- Work task -
For this task, every record below must be reproduced exactly.

- Collected data -
----------

PR #217, opened 2025-02-05
Wei lin chen/cosmosacdhb mesp

WLChen1118:
Support Densf calculation in adfcosmorscompound.py.


WLChen1118:
There are two part that not qualified F811. Is there a better way on the use of prerun()? 
Another failure is import Union but it's not used. I can clean this later.

recipes/adfcosmorscompound.py
```diff
@@ -89,8 +94,9 @@ def __init__(
         coskf_dir: Optional[str] = None,
         preoptimization: Optional[str] = None,
         singlepoint: bool = False,
+        densf2hbc: bool = True,
```
dormrod: (technically breaking if people are using positional arguments, but probably can get away with it)

recipes/adfcosmorscompound.py
```diff
@@ -58,9 +62,10 @@ class ADFCOSMORSCompoundJob(MultiJob):
         coskf_dir  : The directory in which to place the generated .coskf file.  If nothing is specified, the file will be put in the plams directory corresponding to the job.
         preoptimization  : If None, do not preoptimize with a fast engine (then initial optimization is done with ADF). Otherwise, can be one of 'UFF', 'GAFF', 'GFNFF', 'GFN1-xTB', 'ANI-2x'. Note that you need valid licenses for ForceField or DFTB or MLPotential to use these preoptimizers.
         singlepoint (bool) :  Run a singlepoint in gasphase and with solvation to generate the .coskf file on the given Molecule. (no geometry optimization). Cannot be combined with ``preoptimization``.
+        densf2hbc (bool) : Defaults to True. Performs DENSF analysis to determine the hydrogen bond center (HBC) used in COSMOSAC-DHB-MESP.
```
dormrod, line 65: Update PLAMS changelog please to say this is now supported!

recipes/adfcosmorscompound.py
```diff
@@ -428,39 +433,81 @@ def adf_settings(
...
-            Optional information to write out in the "Compound Data" section of the .coskf file
+        if densf_path is not None:
+            HBC_xyz, HBC_atom, HBC_angle, HBC_info = parse_mesp(densf_path, coskf_path)
+            write_HBC_to_COSKF(coskf_path, HBC_xyz, HBC_atom, HBC_angle, HBC_info)
 
+        if coskf_dir is not None:
+            shutil.copy2(coskf_path, os.path.join(coskf_dir, coskf_name))
+
+    @staticmethod
+    def Update_HBC_to_COSKF(coskf: str, visulization: bool = False) -> None:
```
dormrod: (naming would be `update_` with lower case for consistency)

dormrod (changes requested):
Looks good

dormrod (approved):

PR #227, opened 2025-02-24
SO--. fix bug in view_HBC.

WLChen1118:


WLChen1118:
@dormrod Hi, do you know what might cause the failure on build-doc? It seems to be related to the app.add_directive in conf.py ?

dormrod:
> @dormrod Hi, do you know what might cause the failure on build-doc? It seems to be related to the app.add_directive in conf.py ?

For some reason it is using Sphinx v8.2.1, instead of 6.2.1. Let me take a look why

dormrod:
> > @dormrod Hi, do you know what might cause the failure on build-doc? It seems to be related to the app.add_directive in conf.py ?
> 
> For some reason it is using Sphinx v8.2.1, instead of 6.2.1. Let me take a look why

Or rather, the latest sphinx version causes this issue

PR #232, opened 2025-02-27
Rosa bulo/ionconductivity

rebadam:
This moves the feature to extract ions and ionic charges from a molecular system from examples  to recipes (while adding electron affinity and ionization potentials as parameters to the PeriodicTable class). This feature is then used in the example for the computation of ionic conductivity.


tools/periodic_table.py
```diff
@@ -22,127 +22,129 @@ class PeriodicTable:
     # Note: is_metallic and is_electronegative give "pragmatic" values for these quantities for the benefit of the
     #       bond guessing algorithm.
     data: List[List] = [
-        # [symbol, mass, radius, connectors, is_metallic, is_electronegative]
+        # [symbol, mass, radius, connectors, is_metallic, is_electronegative, electron_affinity, ionization_potential]
```
dormrod, line 25: Looks fine to me, not breaking and backwards compatible so all good

doc/source/examples/IonicConductivityFromMD.rst
```diff
@@ -5,25 +5,13 @@ Ionic conductivity from ams.rkf trajectory
 
 First, an ams.rkf trajectory with ions in the system needs to be calculated, as is done, for example, in the
 `ionic conductivity Tutorial <../../Tutorials/MolecularDynamicsAndMonteCarlo/IonicConductivity.html>`__.
```
dormrod, line 7: Also include an example rkf as a download here to make more self-contained?

rebadam: An rkf file is a bit large, so I added a PLAMS script instead, to create such an example rkf file.

PR #252, opened 2025-03-17
add ViscosityGreenKubo for benzene example SO--

mhellstr:
Also add new recipe AMSViscosityFromBinLogJob and corresponding results


recipes/md/amsmdjob.py
```diff
@@ -172,6 +174,9 @@ def __init__(
 
         mdsett.TimeStep = timestep or mdsett.TimeStep or self.default_timestep
         mdsett.Trajectory.SamplingFreq = samplingfreq or mdsett.Trajectory.SamplingFreq or self.default_samplingfreq
+        mdsett.Trajectory.EngineResultsFreq = (
+            engineresultsfreq or mdsett.Trajectory.EngineResultsFreq or self.default_engineresultsfreq
```
mhellstr: @dormrod this change is a bit risky, it means if you use plams 2025 you cannot use the amsmdjob class with ams2024 - is this a concern? Probably not?

mhellstr: ...The more I think about it, the less happy I am with this change. The reason I made this change is to make the default behavior what the user is likely to want (unlike AMS which has a default behavior the user is unlikely to want, in order to keep the equally unwanted default behavior from AMS2024).

doc/source/examples/ViscosityGreenKubo/ViscosityGreenKubo.ipynb.rst
```diff
@@ -0,0 +1,143 @@
...
+~~~~~~~~~~~~~~~~~~~~~~~~~~~~~
+
+.. code:: ipython3
+
+   benzene_box = plams.packmol(plams.from_smiles("c1ccccc1", forcefield="uff"), density=0.875, n_molecules=40)
+   plams.plot_molecule(benzene_box);
+
+.. figure:: ViscosityGreenKubo_files/ViscosityGreenKubo_3_0.png
+
+Equlibration MD simulation
```
dormrod: (typo)

doc/source/examples/examples.rst
```diff
@@ -3,11 +3,22 @@
 Examples
 ========
 
-In this section we present example PLAMS scripts covering various applications, from very simple tasks (like running the same calculation for multiple molecules) to more advanced dynamic workflows.
+The PLAMS examples use the Amsterdam Modeling Suite. Get a license or free trial from www.scm.com.
 
-The example scripts use computational engines from the Amsterdam Modeling Suite, and you will need a license to run them. Contact license@scm.com for further questions.
+.. dropdown:: Note about $AMSBIN for external Python environments
```
dormrod, line 8: 👍

recipes/md/amsmdjob.py
dormrod: I do not think this is a big concern, plams2025 is only guaranteed to be 100% compatible with ams2025 I would say.

Are you saying as `Trajectory.EngineResultsFreq` is a new keyword and therefore this is technically a breaking change when using with older AMS versions? If so just put it in the breaking changes section maybe.

The could be issues, as people in theory could pip install the latest plams to use with an old ams... but even then they could just pip install the correct plams version as they both now align?

recipes/md/trajectoryanalysis.py
```diff
@@ -165,17 +165,129 @@ def postrun(self):
             f.write(f"{D}\n")
 
 
+def viscosity_double_exponential(x, A, lam, tau1, tau2):
+    return A * (lam * (1 - np.exp(-x / tau1)) + (1 - lam) * (1 - np.exp(-x / tau2)))
+
+
+class AMSViscosityFromBinLogResults(AMSAnalysisResults):
```
dormrod, line 172: This name does not really speak to me... but I see the `BinLog` is a documented thing so fair enough

recipes/md/amsmdjob.py
dormrod: Another alternative @mhellstr, add something like the following to `interfaces/adfsuite/ams.py`:

```
    def get_ams_version():
        import subprocess
        import re

        cmd = "$AMSBIN/ams --version"
        result = subprocess.run(cmd, shell=True, capture_output=True, text=True)

        match = re.search(r"release=(\d+\.\d+)", result.stdout)
        return match.group(1) if match else None

    def check_ams_version(min_version="2025.101"):
        ams_version = get_ams_version()
        return ams_version >= min_version if ams_version else False
```

and simply omit the keyword for prev versions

----------

- Solution -
PR #217, opened 2025-02-05
Wei lin chen/cosmosacdhb mesp

WLChen1118:
Support Densf calculation in adfcosmorscompound.py.


WLChen1118:
There are two part that not qualified F811. Is there a better way on the use of prerun()? 
Another failure is import Union but it's not used. I can clean this later.

recipes/adfcosmorscompound.py
```diff
@@ -89,8 +94,9 @@ def __init__(
         coskf_dir: Optional[str] = None,
         preoptimization: Optional[str] = None,
         singlepoint: bool = False,
+        densf2hbc: bool = True,
```
dormrod: (technically breaking if people are using positional arguments, but probably can get away with it)

recipes/adfcosmorscompound.py
```diff
@@ -58,9 +62,10 @@ class ADFCOSMORSCompoundJob(MultiJob):
         coskf_dir  : The directory in which to place the generated .coskf file.  If nothing is specified, the file will be put in the plams directory corresponding to the job.
         preoptimization  : If None, do not preoptimize with a fast engine (then initial optimization is done with ADF). Otherwise, can be one of 'UFF', 'GAFF', 'GFNFF', 'GFN1-xTB', 'ANI-2x'. Note that you need valid licenses for ForceField or DFTB or MLPotential to use these preoptimizers.
         singlepoint (bool) :  Run a singlepoint in gasphase and with solvation to generate the .coskf file on the given Molecule. (no geometry optimization). Cannot be combined with ``preoptimization``.
+        densf2hbc (bool) : Defaults to True. Performs DENSF analysis to determine the hydrogen bond center (HBC) used in COSMOSAC-DHB-MESP.
```
dormrod, line 65: Update PLAMS changelog please to say this is now supported!

recipes/adfcosmorscompound.py
```diff
@@ -428,39 +433,81 @@ def adf_settings(
...
-            Optional information to write out in the "Compound Data" section of the .coskf file
+        if densf_path is not None:
+            HBC_xyz, HBC_atom, HBC_angle, HBC_info = parse_mesp(densf_path, coskf_path)
+            write_HBC_to_COSKF(coskf_path, HBC_xyz, HBC_atom, HBC_angle, HBC_info)
 
+        if coskf_dir is not None:
+            shutil.copy2(coskf_path, os.path.join(coskf_dir, coskf_name))
+
+    @staticmethod
+    def Update_HBC_to_COSKF(coskf: str, visulization: bool = False) -> None:
```
dormrod: (naming would be `update_` with lower case for consistency)

dormrod (changes requested):
Looks good

dormrod (approved):

PR #227, opened 2025-02-24
SO--. fix bug in view_HBC.

WLChen1118:


WLChen1118:
@dormrod Hi, do you know what might cause the failure on build-doc? It seems to be related to the app.add_directive in conf.py ?

dormrod:
> @dormrod Hi, do you know what might cause the failure on build-doc? It seems to be related to the app.add_directive in conf.py ?

For some reason it is using Sphinx v8.2.1, instead of 6.2.1. Let me take a look why

dormrod:
> > @dormrod Hi, do you know what might cause the failure on build-doc? It seems to be related to the app.add_directive in conf.py ?
> 
> For some reason it is using Sphinx v8.2.1, instead of 6.2.1. Let me take a look why

Or rather, the latest sphinx version causes this issue

PR #232, opened 2025-02-27
Rosa bulo/ionconductivity

rebadam:
This moves the feature to extract ions and ionic charges from a molecular system from examples  to recipes (while adding electron affinity and ionization potentials as parameters to the PeriodicTable class). This feature is then used in the example for the computation of ionic conductivity.


tools/periodic_table.py
```diff
@@ -22,127 +22,129 @@ class PeriodicTable:
     # Note: is_metallic and is_electronegative give "pragmatic" values for these quantities for the benefit of the
     #       bond guessing algorithm.
     data: List[List] = [
-        # [symbol, mass, radius, connectors, is_metallic, is_electronegative]
+        # [symbol, mass, radius, connectors, is_metallic, is_electronegative, electron_affinity, ionization_potential]
```
dormrod, line 25: Looks fine to me, not breaking and backwards compatible so all good

doc/source/examples/IonicConductivityFromMD.rst
```diff
@@ -5,25 +5,13 @@ Ionic conductivity from ams.rkf trajectory
 
 First, an ams.rkf trajectory with ions in the system needs to be calculated, as is done, for example, in the
 `ionic conductivity Tutorial <../../Tutorials/MolecularDynamicsAndMonteCarlo/IonicConductivity.html>`__.
```
dormrod, line 7: Also include an example rkf as a download here to make more self-contained?

rebadam: An rkf file is a bit large, so I added a PLAMS script instead, to create such an example rkf file.

PR #252, opened 2025-03-17
add ViscosityGreenKubo for benzene example SO--

mhellstr:
Also add new recipe AMSViscosityFromBinLogJob and corresponding results


recipes/md/amsmdjob.py
```diff
@@ -172,6 +174,9 @@ def __init__(
 
         mdsett.TimeStep = timestep or mdsett.TimeStep or self.default_timestep
         mdsett.Trajectory.SamplingFreq = samplingfreq or mdsett.Trajectory.SamplingFreq or self.default_samplingfreq
+        mdsett.Trajectory.EngineResultsFreq = (
+            engineresultsfreq or mdsett.Trajectory.EngineResultsFreq or self.default_engineresultsfreq
```
mhellstr: @dormrod this change is a bit risky, it means if you use plams 2025 you cannot use the amsmdjob class with ams2024 - is this a concern? Probably not?

mhellstr: ...The more I think about it, the less happy I am with this change. The reason I made this change is to make the default behavior what the user is likely to want (unlike AMS which has a default behavior the user is unlikely to want, in order to keep the equally unwanted default behavior from AMS2024).

doc/source/examples/ViscosityGreenKubo/ViscosityGreenKubo.ipynb.rst
```diff
@@ -0,0 +1,143 @@
...
+~~~~~~~~~~~~~~~~~~~~~~~~~~~~~
+
+.. code:: ipython3
+
+   benzene_box = plams.packmol(plams.from_smiles("c1ccccc1", forcefield="uff"), density=0.875, n_molecules=40)
+   plams.plot_molecule(benzene_box);
+
+.. figure:: ViscosityGreenKubo_files/ViscosityGreenKubo_3_0.png
+
+Equlibration MD simulation
```
dormrod: (typo)

doc/source/examples/examples.rst
```diff
@@ -3,11 +3,22 @@
 Examples
 ========
 
-In this section we present example PLAMS scripts covering various applications, from very simple tasks (like running the same calculation for multiple molecules) to more advanced dynamic workflows.
+The PLAMS examples use the Amsterdam Modeling Suite. Get a license or free trial from www.scm.com.
 
-The example scripts use computational engines from the Amsterdam Modeling Suite, and you will need a license to run them. Contact license@scm.com for further questions.
+.. dropdown:: Note about $AMSBIN for external Python environments
```
dormrod, line 8: 👍

recipes/md/amsmdjob.py
dormrod: I do not think this is a big concern, plams2025 is only guaranteed to be 100% compatible with ams2025 I would say.

Are you saying as `Trajectory.EngineResultsFreq` is a new keyword and therefore this is technically a breaking change when using with older AMS versions? If so just put it in the breaking changes section maybe.

The could be issues, as people in theory could pip install the latest plams to use with an old ams... but even then they could just pip install the correct plams version as they both now align?

recipes/md/trajectoryanalysis.py
```diff
@@ -165,17 +165,129 @@ def postrun(self):
             f.write(f"{D}\n")
 
 
+def viscosity_double_exponential(x, A, lam, tau1, tau2):
+    return A * (lam * (1 - np.exp(-x / tau1)) + (1 - lam) * (1 - np.exp(-x / tau2)))
+
+
+class AMSViscosityFromBinLogResults(AMSAnalysisResults):
```
dormrod, line 172: This name does not really speak to me... but I see the `BinLog` is a documented thing so fair enough

recipes/md/amsmdjob.py
dormrod: Another alternative @mhellstr, add something like the following to `interfaces/adfsuite/ams.py`:

```
    def get_ams_version():
        import subprocess
        import re

        cmd = "$AMSBIN/ams --version"
        result = subprocess.run(cmd, shell=True, capture_output=True, text=True)

        match = re.search(r"release=(\d+\.\d+)", result.stdout)
        return match.group(1) if match else None

    def check_ams_version(min_version="2025.101"):
        ams_version = get_ams_version()
        return ams_version >= min_version if ams_version else False
```

and simply omit the keyword for prev versions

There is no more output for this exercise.